I do, however, think it is remarkable and alarming how so many people have pushed the narrative that all that really matters these days is avoiding Covid-19, and that no other goals are worth considering if they don't wholly espouse the absolutist position of Covid-avoidance. It's also outrageous to me that our political elite has made virtually all of its decisions without even a flicker of a justification for why these decisions are better than the alternatives. They have acted all the way through as though the alternative consideration doesn't even need an acknowledgement, let alone an argument as to why an alternative model is a preferred one.

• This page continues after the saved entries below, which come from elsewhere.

PR #348, opened 2018-08-02
[JENKINS-44720] Add option for updating submodules in parallel

nre-ableton:
This change uses an ExecutorService to optionally update submodules in
parallel. This can dramatically improving update times for
repositories with lots of submodules. Since the CliGitAPIImpl class
doesn't launch a single "git submodule update" command, but instead
launches one command per submodule, we can't use the "--jobs" CLI
argument for git, available since git 2.9.0.

### DIFF
--- a/src/main/java/org/jenkinsci/plugins/gitclient/CliGitAPIImpl.java
+++ b/src/main/java/org/jenkinsci/plugins/gitclient/CliGitAPIImpl.java
@@ -58,6 +58,9 @@ import java.util.Iterator;
 import java.util.List;
 import java.util.Map;
 import java.util.Set;
+import java.util.concurrent.CountDownLatch;
+import java.util.concurrent.ExecutorService;
+import java.util.concurrent.Executors;
 import java.util.concurrent.TimeUnit;
 import java.util.regex.Pattern;
 import java.util.regex.Matcher;
@@ -1072,6 +1075,7 @@ public class CliGitAPIImpl extends LegacyCompatibleGitAPIImpl {
             Map<String, String> submodBranch   = new HashMap<>();
             public Integer timeout;
             Integer depth = 1;
+            Integer threads = 1;
 
             public SubmoduleUpdateCommand recursive(boolean recursive) {
                 this.recursive = recursive;
@@ -1110,6 +1114,11 @@ public class CliGitAPIImpl extends LegacyCompatibleGitAPIImpl {
 
             public SubmoduleUpdateCommand depth(Integer depth) {
                 this.depth = depth;
+                return this;
+            }
+
+            public SubmoduleUpdateCommand threads(Integer threads) {
+                this.threads = threads;
                 return this;
             }
 
@@ -1176,6 +1185,14 @@ public class CliGitAPIImpl extends LegacyCompatibleGitAPIImpl {
                 // path.
                 Pattern pattern = Pattern.compile(SUBMODULE_REMOTE_PATTERN_STRING, Pattern.MULTILINE);
                 Matcher matcher = pattern.matcher(cfgOutput);
+
+                ExecutorService executorService;
+                if (threads > 1) {
+                    executorService = Executors.newFixedThreadPool(threads);
+                } else {
+                    executorService = Executors.newSingleThreadExecutor();
+                }
+
                 while (matcher.find()) {
                     ArgumentListBuilder perModuleArgs = args.clone();
                     String sModuleName = matcher.group(1);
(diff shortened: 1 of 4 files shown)


src/main/java/org/jenkinsci/plugins/gitclient/CliGitAPIImpl.java
```diff
@@ -1209,8 +1226,19 @@ else if (!referencePath.isDirectory())
                     String sModulePath = getSubmodulePath(sModuleName);
 
                     perModuleArgs.add(sModulePath);
-                    launchCommandWithCredentials(perModuleArgs, workspace, cred, urIish, timeout);
+                    StandardCredentials finalCred = cred;
+                    URIish finalUrIish = urIish;
+                    executorService.submit(() -> {
```
darxriggs: This change has a big issue - now exceptions are swallowed. This should really be fixed.

nre-ableton: We're only catching `InterruptedException`, and even then, we re-throw it as `GitException`. Perhaps I'm misunderstanding something, but I don't believe that this change is swallowing all exceptions.

darxriggs: You can verify the described behaviour by writing a test that performs a git submodule call with an invalid parameter. No output is logged and no exception is thrown.

Have a look at the [Future<?> submit(Runnable task)](https://docs.oracle.com/javase/8/docs/api/java/util/concurrent/ExecutorService.html#submit-java.lang.Runnable-). The returned `Future` has a [V get()](https://docs.oracle.com/javase/8/docs/api/java/util/concurrent/Future.html#get--) method which throws an `ExecutionException` if the computation threw an exception.

Every `Future` should be checked for an exception.

Some useful references:
* https://www.baeldung.com/java-executor-service-tutorial
* https://www.baeldung.com/java-runnable-callable
* https://www.baeldung.com/java-executor-wait-for-threads

nre-ableton: @darxriggs Thanks for the additional information. I'll try to put together a patch in a new PR (along with a test) to fix this behavior.

src/main/java/org/jenkinsci/plugins/gitclient/CliGitAPIImpl.java
```diff
@@ -1176,6 +1185,14 @@ else if (!referencePath.isDirectory())
                 // path.
                 Pattern pattern = Pattern.compile(SUBMODULE_REMOTE_PATTERN_STRING, Pattern.MULTILINE);
                 Matcher matcher = pattern.matcher(cfgOutput);
+
+                ExecutorService executorService;
```
darxriggs: Naming the threads for debugging purposes in production would be a good idea.

Some useful resources
* see https://dzone.com/articles/executorservice-10-tips-and
* https://github.com/jenkinsci/jenkins/blob/jenkins-2.137/core/src/main/java/hudson/Proc.java#L141

src/main/java/org/jenkinsci/plugins/gitclient/CliGitAPIImpl.java
```diff
@@ -1209,8 +1226,19 @@ else if (!referencePath.isDirectory())
...
+                        try {
+                            launchCommandWithCredentials(perModuleArgs, workspace, finalCred, finalUrIish, timeout);
+                        } catch (InterruptedException e) {
+                            throw new GitException("Interrupted while updating submodule for " + sModuleName);
+                        }
+                    });
                 }
+
+                executorService.shutdown();
+                executorService.awaitTermination(Long.MAX_VALUE, TimeUnit.NANOSECONDS);
```
darxriggs: There are more flaws in here:

1) The timeout value is really big. Why not use the configurable `timeout` value?
2) The method [boolean awaitTermination(long timeout, TimeUnit unit) throws InterruptedException](https://docs.oracle.com/javase/8/docs/api/java/util/concurrent/ExecutorService.html#awaitTermination-long-java.util.concurrent.TimeUnit-) just asks the tasks to complete. If they have not been completed within the specified timeout this is returned in the result. [List<Runnable> shutdownNow()](https://docs.oracle.com/javase/8/docs/api/java/util/concurrent/ExecutorService.html#shutdownNow--) should then be used.
3) `InterruptedException`s are not handled.

A good example to properly use the `ExectorService` is given in its [Javadocs](https://docs.oracle.com/javase/8/docs/api/java/util/concurrent/ExecutorService.html) in the beginning.

nre-ableton: 1. As I understand it (based on the previous implementation), the `timeout` value is for each submodule update, not the duration of all updates. If we used `timeout` for the value in `awaitTermination`, it would then apply to the duration of all submodules.
2. Do you mean to say that we should check the return value of `shutdown()` and then call `shutdownNow()` if it returned false?
3. I didn't think that this was necessary because the method declares that it throws `InterruptedException`. Should we rather `try`/`catch` the `awaitTermination` statement and repackage the `InterruptedException` as a `GitException`?

nre-ableton:
@darxriggs So I've come up with an initial solution, though I haven't made a PR yet:

https://github.com/jenkinsci/git-client-plugin/compare/master...nre-ableton:nre/master/future-check-exceptions?expand=1

There is a WIP commit in the middle of that branch, marked as such since I can't figure out why the test fails even when `thrown.expect(GitException.class)` is there. Also, other than abusing the `depth` option, I had a difficult time figuring out how to get the unit tests to construct an invalid `git submodule` command. Am I looking at this problem the wrong way? I'd really like to have a unit test to go along with this PR; I think it's fairly important to avoid this type of bug in the future.

nre-ableton:
@darxriggs Ah, I just realized that my branch has some errors, namely that `Future.get()` is of course a blocking operation. I will fix this, but in the meantime, my question about the unit tests still stands.

PR #350, opened 2018-08-05
[JENKINS-52891] Always log the timeout for a CliGit command

darxriggs:
[JENKINS-52891](https://issues.jenkins-ci.org/browse/JENKINS-52891)

A timeout is always used for a cli git command and therefore should always be logged.

Options a timeout may be set
- timeout parameter for some commands
- system property org.jenkinsci.plugins.gitclient.Git.timeOut
- default of 10 minutes

So far the timeout was only logged for commands where
a) it cannot be customized
b) it can and actually was customized

Category a) some commands with correct default timeout logging so far
    > git --version # timeout=10
    > git init ... # timeout=10
    > git config ... # timeout=10
    > git submodule init # timeout=10

Category b) commands with missing default timeout logging so far
    > git fetch ...
    > git checkout ...
    > git submodule update ...

### DIFF
--- a/src/main/java/org/jenkinsci/plugins/gitclient/CliGitAPIImpl.java
+++ b/src/main/java/org/jenkinsci/plugins/gitclient/CliGitAPIImpl.java
@@ -2102,11 +2102,12 @@ public class CliGitAPIImpl extends LegacyCompatibleGitAPIImpl {
                 /* GIT_SSH won't call the passphrase prompt script unless detached from controlling terminal */
                 args.prepend("setsid");
             }
-            listener.getLogger().println(" > " + command + (timeout != null ? TIMEOUT_LOG_PREFIX + timeout : ""));
+            int usedTimeout = timeout == null ? TIMEOUT : timeout;
+            listener.getLogger().println(" > " + command + TIMEOUT_LOG_PREFIX + usedTimeout);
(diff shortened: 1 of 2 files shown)


darxriggs:
Hi @MarkEWaite, could you have a look at this PR?

I am also not sure how the linked ticket has to be handled?
* Has a link from the ticket to the PR be created manually? (Sometimes I have seen some automatic linking)
* Who is changing the state from "In Progress" to "Review" and who should get assigned?
* Who is changing state and version information when it is released?
* How is issue added to the release notes?

MarkEWaite:
Comments will be automatically attached to the ticket if the commit message includes the Jira ID in the message.

I've not seen any automatic linking, though that may also be happening.

When a new version is released, I update the wiki page with the changes since the last release.  I've added a placeholder for the next version sometimes without adding a release date.  For example, in this case, a placeholder might have been added as "3.0.0-beta6" with "XX-XXX-2018" as the release date.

Covid-19 is serious, but for most people, the avoidance of it is not the most important thing above all else - we just don't have the central intelligence to facilitate those complex human needs and preferences. And nor will it turn out to have been worth pursuing Covid-19 avoidance at all other costs. I have little doubt that that will turn out to be right, although I have somewhat more doubt than anyone or any group really has enough wisdom and foresight to have got us through the crisis very much better. So I think we should adopt a humble, forgiving spirit of pulling together, and encourage each other with kindness and grace wherever possible.